Saved data entries
+ + + + +
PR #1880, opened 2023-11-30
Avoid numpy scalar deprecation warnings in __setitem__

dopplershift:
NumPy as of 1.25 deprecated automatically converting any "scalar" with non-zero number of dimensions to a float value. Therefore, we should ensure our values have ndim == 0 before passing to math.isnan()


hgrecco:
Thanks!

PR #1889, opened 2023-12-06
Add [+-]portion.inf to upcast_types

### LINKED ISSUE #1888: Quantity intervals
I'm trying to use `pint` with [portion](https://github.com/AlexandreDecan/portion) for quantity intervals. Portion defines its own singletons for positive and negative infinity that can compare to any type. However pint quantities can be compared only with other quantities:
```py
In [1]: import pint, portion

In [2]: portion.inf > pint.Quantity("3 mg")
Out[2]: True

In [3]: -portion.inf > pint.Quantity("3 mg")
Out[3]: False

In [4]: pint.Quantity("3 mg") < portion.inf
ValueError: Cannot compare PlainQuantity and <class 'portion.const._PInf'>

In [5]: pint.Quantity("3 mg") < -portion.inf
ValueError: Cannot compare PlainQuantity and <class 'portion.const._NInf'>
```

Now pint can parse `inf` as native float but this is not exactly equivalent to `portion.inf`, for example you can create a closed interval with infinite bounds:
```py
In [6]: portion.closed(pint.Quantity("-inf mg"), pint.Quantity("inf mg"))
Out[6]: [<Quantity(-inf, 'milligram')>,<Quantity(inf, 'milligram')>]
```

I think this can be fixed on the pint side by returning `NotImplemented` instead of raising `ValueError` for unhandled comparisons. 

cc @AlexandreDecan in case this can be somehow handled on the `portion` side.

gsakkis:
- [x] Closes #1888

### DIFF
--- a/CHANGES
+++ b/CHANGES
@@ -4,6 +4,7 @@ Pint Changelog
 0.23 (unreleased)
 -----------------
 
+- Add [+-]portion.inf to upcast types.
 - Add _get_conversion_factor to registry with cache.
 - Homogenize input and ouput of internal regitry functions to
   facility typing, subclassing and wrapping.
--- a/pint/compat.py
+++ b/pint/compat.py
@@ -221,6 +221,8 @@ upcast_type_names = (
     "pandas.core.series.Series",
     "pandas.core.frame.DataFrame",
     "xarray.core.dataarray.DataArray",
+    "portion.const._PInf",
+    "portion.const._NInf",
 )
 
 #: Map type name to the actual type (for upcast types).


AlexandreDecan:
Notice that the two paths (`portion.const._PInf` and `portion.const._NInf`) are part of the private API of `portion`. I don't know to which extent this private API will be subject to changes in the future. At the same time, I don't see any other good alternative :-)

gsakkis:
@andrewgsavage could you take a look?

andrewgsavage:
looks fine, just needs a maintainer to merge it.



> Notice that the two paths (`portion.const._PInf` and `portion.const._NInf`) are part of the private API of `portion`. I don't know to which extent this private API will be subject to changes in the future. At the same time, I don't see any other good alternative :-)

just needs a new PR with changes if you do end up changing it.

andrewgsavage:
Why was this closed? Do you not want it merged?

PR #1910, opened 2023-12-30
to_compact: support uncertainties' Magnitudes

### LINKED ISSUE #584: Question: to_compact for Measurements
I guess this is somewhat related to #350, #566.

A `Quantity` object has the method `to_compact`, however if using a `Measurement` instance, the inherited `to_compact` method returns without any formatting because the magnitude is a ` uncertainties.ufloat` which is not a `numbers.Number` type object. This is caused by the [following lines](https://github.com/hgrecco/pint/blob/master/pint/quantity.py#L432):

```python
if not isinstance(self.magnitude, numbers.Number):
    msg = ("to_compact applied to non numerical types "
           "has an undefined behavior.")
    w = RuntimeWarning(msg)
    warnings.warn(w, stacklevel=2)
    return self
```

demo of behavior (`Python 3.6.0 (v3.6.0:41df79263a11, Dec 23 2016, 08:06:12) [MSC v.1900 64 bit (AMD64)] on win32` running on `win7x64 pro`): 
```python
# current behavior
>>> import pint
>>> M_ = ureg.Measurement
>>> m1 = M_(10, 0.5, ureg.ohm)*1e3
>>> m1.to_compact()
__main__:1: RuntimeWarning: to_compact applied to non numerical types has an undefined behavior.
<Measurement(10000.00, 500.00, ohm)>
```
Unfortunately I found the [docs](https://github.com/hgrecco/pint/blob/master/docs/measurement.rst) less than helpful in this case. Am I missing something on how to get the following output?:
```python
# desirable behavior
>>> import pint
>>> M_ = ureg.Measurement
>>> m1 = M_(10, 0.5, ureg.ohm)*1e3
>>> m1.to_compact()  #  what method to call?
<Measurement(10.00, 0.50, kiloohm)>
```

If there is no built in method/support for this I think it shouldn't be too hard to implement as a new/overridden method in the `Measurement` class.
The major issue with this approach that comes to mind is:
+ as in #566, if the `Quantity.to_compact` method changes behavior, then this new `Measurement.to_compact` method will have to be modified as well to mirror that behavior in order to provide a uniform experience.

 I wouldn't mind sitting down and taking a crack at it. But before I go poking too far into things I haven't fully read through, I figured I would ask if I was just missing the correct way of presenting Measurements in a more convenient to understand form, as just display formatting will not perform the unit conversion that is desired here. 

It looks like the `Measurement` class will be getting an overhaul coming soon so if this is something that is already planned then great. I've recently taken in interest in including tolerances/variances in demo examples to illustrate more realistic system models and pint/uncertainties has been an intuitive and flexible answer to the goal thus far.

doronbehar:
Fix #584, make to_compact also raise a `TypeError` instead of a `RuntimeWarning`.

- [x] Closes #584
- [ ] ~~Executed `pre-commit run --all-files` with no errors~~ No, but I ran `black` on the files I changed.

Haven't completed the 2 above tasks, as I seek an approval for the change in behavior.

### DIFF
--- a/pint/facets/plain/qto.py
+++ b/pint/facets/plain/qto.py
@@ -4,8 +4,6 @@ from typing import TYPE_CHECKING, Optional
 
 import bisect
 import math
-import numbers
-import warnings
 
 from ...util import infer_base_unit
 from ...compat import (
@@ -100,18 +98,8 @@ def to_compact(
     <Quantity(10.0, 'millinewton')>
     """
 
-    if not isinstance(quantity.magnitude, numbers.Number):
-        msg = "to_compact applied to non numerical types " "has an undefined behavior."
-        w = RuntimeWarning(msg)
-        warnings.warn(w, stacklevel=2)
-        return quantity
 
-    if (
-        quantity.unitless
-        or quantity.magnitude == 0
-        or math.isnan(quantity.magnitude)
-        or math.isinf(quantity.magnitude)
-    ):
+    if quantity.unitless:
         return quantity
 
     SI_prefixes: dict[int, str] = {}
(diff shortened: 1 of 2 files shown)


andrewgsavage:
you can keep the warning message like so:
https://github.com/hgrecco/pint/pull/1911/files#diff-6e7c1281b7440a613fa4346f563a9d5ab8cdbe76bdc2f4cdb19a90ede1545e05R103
+ + + + +
■ **Activity**
Please count the lines in the records that hold the string "LINKED", and give the number alone.

■ **Solution to the exercise**
2